• PROBLEM TO WORK ON:
Below are the records; count how many of their lines carry "everything" and give only the number.

─── RECORDS FOR THE EXERCISE ───

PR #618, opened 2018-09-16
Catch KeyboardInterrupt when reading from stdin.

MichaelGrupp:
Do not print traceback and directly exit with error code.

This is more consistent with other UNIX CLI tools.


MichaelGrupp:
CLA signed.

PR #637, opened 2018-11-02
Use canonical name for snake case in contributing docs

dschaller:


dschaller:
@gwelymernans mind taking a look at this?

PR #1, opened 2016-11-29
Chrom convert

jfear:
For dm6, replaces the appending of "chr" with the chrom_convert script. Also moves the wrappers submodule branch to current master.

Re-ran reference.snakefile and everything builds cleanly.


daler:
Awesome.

───
─── RECORDS FOR THE EXERCISE ───

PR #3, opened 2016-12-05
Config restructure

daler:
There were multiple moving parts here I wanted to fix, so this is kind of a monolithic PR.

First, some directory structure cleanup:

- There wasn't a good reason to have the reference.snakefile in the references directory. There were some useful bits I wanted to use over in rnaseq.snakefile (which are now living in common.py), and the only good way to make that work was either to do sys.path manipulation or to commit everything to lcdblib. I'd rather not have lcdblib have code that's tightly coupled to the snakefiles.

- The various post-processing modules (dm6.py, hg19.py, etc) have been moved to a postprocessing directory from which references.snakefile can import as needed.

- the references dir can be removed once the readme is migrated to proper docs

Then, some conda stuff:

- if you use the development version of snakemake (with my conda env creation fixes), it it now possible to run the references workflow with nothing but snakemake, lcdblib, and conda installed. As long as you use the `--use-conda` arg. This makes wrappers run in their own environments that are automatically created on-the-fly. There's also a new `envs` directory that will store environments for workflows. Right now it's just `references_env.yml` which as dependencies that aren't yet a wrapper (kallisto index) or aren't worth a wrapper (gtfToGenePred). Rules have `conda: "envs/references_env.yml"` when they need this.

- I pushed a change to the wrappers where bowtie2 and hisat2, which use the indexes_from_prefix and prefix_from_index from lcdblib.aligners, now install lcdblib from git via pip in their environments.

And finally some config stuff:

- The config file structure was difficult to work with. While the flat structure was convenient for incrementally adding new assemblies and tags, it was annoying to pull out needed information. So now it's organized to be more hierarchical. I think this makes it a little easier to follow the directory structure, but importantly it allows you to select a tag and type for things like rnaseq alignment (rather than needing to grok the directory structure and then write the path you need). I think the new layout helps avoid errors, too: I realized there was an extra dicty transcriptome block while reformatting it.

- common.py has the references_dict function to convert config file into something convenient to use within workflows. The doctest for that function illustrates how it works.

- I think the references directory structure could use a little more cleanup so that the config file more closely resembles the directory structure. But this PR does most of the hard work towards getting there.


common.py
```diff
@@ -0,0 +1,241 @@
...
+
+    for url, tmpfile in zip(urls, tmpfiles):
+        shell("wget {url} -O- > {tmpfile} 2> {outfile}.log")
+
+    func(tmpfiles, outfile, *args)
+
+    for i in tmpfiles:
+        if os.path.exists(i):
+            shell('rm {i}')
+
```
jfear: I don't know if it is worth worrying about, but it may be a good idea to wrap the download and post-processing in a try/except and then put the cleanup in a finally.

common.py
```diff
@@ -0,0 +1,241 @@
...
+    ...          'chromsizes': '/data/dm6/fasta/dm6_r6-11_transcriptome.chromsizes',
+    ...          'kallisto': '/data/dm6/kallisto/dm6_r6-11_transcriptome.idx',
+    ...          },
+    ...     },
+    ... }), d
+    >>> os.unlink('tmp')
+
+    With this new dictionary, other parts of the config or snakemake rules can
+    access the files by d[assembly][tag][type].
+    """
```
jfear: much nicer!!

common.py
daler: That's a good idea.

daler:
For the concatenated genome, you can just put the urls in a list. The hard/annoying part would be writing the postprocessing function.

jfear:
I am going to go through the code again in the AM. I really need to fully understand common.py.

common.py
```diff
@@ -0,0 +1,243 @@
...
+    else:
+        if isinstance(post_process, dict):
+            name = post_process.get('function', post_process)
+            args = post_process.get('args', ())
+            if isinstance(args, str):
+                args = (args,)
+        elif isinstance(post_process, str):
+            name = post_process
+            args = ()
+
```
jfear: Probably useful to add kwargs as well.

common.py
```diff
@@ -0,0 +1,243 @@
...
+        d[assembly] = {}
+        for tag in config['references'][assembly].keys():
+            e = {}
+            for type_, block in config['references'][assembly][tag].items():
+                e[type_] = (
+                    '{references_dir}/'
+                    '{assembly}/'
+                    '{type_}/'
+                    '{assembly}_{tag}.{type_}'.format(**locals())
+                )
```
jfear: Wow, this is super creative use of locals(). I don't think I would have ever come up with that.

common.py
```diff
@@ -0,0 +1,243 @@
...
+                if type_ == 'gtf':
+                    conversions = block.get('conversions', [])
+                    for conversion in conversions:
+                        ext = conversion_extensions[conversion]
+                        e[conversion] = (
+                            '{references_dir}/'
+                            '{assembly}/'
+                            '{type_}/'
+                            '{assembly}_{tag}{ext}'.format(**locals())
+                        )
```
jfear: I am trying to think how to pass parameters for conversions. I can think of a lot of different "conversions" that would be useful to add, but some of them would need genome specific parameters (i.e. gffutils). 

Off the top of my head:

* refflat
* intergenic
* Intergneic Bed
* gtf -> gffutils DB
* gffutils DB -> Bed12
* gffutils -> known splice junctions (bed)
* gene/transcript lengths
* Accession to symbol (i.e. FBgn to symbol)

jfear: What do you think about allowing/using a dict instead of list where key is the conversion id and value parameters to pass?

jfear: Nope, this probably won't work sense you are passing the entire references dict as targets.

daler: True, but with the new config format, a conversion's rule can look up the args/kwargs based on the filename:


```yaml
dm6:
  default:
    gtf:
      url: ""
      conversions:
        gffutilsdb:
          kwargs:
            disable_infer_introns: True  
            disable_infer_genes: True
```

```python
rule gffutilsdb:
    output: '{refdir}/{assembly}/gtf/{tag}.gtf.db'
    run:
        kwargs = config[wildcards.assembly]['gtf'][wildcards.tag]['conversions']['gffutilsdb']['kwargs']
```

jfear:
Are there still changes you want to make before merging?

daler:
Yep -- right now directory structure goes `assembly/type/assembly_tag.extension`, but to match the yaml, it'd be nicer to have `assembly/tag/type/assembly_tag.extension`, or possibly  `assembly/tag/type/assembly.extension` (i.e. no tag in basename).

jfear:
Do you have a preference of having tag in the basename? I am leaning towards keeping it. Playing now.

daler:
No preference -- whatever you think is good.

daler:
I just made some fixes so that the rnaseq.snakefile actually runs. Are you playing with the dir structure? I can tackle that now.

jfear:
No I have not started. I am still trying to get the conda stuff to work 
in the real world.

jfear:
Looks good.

───
─── RECORDS FOR THE EXERCISE ───

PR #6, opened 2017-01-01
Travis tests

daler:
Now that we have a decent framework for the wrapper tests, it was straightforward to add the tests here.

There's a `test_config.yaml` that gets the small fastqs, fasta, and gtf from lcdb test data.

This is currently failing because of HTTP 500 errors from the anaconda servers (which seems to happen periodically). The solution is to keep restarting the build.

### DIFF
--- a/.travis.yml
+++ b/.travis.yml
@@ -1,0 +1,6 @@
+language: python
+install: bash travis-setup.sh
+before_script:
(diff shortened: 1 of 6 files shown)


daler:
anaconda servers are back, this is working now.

───

• RESPONSE:
2